- Problem to solve -
If a line in the records contains the word "names", count it; state the resulting number and nothing more.

- Extracted data -
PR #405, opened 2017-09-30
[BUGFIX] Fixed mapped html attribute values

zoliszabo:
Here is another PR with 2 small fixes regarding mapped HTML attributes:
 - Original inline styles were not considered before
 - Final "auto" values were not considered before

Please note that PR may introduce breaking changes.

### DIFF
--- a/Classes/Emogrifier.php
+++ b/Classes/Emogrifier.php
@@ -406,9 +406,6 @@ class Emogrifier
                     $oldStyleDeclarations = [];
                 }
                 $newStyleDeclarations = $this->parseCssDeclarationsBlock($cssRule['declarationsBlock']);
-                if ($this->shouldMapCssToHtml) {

==

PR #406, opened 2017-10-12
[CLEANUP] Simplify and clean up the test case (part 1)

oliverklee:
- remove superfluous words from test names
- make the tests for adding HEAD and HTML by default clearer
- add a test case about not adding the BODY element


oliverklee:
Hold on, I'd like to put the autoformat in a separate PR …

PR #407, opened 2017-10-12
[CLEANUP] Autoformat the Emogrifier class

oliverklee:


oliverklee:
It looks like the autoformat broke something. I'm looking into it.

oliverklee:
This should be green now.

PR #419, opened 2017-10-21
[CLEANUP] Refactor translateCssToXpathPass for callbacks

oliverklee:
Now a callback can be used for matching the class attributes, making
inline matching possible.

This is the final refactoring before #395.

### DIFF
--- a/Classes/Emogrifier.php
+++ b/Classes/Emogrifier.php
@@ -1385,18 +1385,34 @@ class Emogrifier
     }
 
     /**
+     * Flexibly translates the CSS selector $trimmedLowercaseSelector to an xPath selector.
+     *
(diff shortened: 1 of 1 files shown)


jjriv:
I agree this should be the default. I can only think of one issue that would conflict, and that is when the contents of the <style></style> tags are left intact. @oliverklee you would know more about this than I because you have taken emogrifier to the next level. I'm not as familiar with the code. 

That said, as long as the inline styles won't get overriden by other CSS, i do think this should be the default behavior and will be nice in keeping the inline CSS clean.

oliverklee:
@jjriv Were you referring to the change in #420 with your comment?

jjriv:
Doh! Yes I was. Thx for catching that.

--

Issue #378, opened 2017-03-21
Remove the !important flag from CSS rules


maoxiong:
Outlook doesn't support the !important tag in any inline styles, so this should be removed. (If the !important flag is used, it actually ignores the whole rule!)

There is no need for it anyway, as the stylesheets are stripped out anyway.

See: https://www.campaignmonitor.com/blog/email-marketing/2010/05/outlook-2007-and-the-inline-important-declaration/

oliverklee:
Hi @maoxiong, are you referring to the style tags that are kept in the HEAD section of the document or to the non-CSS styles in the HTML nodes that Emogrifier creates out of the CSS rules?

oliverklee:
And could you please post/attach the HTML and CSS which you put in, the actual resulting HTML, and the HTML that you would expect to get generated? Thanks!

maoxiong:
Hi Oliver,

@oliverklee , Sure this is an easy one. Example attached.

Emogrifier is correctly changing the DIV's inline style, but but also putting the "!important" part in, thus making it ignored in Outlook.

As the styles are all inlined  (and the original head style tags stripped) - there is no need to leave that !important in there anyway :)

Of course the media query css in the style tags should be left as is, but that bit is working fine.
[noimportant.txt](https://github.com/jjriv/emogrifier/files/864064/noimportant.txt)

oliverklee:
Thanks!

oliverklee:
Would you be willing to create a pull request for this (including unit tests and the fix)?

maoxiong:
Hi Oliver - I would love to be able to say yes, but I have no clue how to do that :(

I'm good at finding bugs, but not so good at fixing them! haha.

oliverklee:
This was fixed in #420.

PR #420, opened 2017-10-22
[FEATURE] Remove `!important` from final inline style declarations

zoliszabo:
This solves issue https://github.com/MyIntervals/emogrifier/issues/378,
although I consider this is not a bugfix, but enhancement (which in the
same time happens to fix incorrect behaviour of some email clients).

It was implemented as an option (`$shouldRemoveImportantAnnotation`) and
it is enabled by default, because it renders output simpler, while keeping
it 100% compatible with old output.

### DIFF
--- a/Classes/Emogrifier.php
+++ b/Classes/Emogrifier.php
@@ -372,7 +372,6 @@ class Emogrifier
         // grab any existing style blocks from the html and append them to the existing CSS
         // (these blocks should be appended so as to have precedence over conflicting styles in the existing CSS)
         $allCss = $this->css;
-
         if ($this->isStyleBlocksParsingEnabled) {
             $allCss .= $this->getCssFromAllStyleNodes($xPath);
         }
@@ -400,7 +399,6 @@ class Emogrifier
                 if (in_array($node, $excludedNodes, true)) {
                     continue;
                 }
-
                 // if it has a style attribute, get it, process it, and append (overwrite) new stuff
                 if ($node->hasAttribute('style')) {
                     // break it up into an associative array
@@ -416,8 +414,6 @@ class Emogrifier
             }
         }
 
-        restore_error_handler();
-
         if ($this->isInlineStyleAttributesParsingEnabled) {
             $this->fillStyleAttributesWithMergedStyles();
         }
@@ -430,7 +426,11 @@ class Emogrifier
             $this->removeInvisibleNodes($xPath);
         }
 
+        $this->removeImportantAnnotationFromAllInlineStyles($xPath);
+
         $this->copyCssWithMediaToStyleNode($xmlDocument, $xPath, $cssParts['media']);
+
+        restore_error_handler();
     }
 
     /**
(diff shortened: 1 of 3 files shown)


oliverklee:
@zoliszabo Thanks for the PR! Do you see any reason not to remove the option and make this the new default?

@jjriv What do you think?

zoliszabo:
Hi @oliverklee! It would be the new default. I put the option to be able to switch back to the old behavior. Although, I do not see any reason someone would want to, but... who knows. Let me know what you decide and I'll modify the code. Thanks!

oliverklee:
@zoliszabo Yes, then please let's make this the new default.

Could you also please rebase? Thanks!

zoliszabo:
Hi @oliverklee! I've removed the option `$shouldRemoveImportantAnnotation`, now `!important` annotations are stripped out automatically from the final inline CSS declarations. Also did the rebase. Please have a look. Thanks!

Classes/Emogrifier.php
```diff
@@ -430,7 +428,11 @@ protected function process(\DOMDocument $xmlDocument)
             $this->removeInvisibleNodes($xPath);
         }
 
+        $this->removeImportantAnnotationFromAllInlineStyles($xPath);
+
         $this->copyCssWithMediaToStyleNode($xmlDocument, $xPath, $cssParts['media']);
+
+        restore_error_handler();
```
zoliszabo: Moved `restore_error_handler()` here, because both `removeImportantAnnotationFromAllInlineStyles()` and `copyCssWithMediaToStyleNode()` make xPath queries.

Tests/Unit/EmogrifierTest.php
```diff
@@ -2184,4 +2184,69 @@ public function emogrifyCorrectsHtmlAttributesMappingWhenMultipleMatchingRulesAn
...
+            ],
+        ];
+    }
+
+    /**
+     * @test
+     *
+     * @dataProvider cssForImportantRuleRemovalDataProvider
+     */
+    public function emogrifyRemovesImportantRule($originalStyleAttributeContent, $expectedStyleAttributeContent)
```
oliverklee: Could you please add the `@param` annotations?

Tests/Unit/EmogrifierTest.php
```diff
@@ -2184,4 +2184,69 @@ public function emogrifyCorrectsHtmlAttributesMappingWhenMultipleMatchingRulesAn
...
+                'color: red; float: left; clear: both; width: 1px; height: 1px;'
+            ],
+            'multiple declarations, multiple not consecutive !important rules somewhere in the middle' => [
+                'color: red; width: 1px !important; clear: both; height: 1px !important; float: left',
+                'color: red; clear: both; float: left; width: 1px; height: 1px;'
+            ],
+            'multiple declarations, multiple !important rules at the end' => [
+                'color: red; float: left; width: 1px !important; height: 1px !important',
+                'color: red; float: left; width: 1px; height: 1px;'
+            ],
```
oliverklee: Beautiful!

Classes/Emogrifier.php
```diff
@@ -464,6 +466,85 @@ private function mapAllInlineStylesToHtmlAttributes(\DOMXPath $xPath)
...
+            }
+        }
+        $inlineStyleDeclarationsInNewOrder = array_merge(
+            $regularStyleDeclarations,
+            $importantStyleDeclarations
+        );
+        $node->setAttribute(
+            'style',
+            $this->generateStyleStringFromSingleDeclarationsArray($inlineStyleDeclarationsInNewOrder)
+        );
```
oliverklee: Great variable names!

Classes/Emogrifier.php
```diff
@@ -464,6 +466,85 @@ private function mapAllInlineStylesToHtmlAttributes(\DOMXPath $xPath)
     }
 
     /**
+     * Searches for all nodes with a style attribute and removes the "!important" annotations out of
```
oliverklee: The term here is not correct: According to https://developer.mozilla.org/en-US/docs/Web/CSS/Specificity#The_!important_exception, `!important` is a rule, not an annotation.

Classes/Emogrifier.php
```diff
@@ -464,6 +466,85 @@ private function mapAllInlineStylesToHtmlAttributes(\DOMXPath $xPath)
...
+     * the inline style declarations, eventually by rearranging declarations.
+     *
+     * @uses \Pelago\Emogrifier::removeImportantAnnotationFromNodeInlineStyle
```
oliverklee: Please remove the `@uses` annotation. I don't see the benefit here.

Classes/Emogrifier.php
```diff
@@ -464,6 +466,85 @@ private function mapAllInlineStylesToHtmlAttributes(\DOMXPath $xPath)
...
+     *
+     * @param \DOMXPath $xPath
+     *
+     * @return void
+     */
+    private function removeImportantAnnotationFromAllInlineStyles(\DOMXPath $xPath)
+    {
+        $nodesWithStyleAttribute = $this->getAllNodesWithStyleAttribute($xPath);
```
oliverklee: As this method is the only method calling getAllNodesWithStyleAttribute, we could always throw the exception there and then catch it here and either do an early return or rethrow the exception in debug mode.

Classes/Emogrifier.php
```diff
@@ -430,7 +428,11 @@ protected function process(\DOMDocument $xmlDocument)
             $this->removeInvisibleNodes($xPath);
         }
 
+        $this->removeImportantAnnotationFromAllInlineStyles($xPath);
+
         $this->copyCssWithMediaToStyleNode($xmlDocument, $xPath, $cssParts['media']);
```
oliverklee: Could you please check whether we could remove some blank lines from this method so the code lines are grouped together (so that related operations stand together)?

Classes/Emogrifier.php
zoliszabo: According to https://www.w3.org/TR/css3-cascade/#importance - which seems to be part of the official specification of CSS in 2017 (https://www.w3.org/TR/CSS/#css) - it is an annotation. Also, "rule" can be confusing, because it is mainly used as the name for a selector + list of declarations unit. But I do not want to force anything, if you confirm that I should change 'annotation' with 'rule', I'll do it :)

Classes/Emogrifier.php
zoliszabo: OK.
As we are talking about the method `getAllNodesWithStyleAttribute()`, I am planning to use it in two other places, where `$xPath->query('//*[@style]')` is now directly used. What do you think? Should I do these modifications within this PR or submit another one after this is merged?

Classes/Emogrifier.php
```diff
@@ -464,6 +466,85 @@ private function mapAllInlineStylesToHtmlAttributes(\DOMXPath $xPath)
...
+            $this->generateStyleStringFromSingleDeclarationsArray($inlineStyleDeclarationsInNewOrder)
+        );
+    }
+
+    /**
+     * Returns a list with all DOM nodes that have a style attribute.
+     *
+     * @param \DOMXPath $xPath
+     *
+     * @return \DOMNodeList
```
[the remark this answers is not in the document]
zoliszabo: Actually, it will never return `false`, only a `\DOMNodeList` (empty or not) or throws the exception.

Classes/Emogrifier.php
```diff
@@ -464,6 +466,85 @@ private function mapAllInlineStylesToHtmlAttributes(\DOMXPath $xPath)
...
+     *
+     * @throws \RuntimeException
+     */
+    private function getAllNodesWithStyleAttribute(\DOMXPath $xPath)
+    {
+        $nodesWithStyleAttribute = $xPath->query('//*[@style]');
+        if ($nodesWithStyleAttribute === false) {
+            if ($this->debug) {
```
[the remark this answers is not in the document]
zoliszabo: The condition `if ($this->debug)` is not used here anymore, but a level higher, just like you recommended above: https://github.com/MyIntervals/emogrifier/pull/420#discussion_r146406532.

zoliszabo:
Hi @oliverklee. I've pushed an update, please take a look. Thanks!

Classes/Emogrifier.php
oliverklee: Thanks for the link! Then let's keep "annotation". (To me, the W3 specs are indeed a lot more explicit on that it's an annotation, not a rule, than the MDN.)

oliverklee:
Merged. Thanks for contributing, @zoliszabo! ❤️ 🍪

- Reply -
2